NOT having swirl will absolutely kill the combustion efficiency of a direct-injection engine. But the way to generate swirl is by the bulk shape of the intake ports, not by a wee bit of roughness in the surface.
 
Brian.. I had read that and agree. My thought was that increasing any existing swirl could help, but I also said, "I'm not entirely sure you'll notice a measurable difference."

We're on the same page, just different words. :)
 
Swirl is intake charge motion about an axis roughly parallel to the bore axis. Tumble is intake charge motion about an axis roughly perpendicular to the bore axis. Squish is the high velocity, turbulent motion resulting from the intake charge being forced out of the rapidly narrowing space between piston crown and cylinder head at TDC and over the combustion chamber bowl ledge.

As others have noted, current engine design practice is to use tangential or helical intake port geometries.

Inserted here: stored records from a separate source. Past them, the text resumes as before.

PR #4860, opened 2026-07-02
Raise unit test coverage above 60%

pcnudde:
## Summary

- add focused unit coverage for the five originally targeted runtime modules: `core_cell.py`, `job_cli.py`, `net_agent.py`, `client_runner.py`, and `server_engine.py`
- add a second high-yield set for workflow communication, hub/IPC execution, cellnet statistics and diagnostics, CMI, and edge configuration/dispatch/assessment paths
- production fixes surfaced by review, all in `WFCommClient`: `send_and_wait` called `get_return_code()` on the dict returned by `broadcast_and_wait`, raising `AttributeError` on every client-side `send()` — it now unwraps the single-target reply and returns the replies dict, matching the broadcast/relay contract; `broadcast_and_wait` now scopes callback firing and reply reporting to the client tasks created by the current call, so `send()` failover no longer re-fires `after_task_sent_cb` for already-tried targets or leaks their stale results; `_make_error_reply` no longer aliases one reply object across all targets. All other changed files are under `tests/`.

In the past, some have attempted to use shrouded intake valves, but these must be prevented from rotating. There are also instances of using a throttle on one port of a four valve engine, in order to increase swirl at lower engine speeds.

The use of intake swirl in an OHV, DI diesel, piston engine is used to compensate for deficiencies in most injector spray nozzles. If the injector nozzle had an infinite number of holes that produced a fuel spray pattern which yielded instantaneous, perfect mixing of fuel and oxygen, then intake charge swirl would not be necessary. Nor would it even be desirable, since the swirling motion increases the rate of heat transfer and thus is somewhat detrimental to thermal efficiency. Modern ultra-high pressure common rail injector systems, utilizing multiple pre-injections, are very good at distributing a very fine spray of fuel throughout the intake charge. Thus the need for intake swirl to promote mixing is much reduced.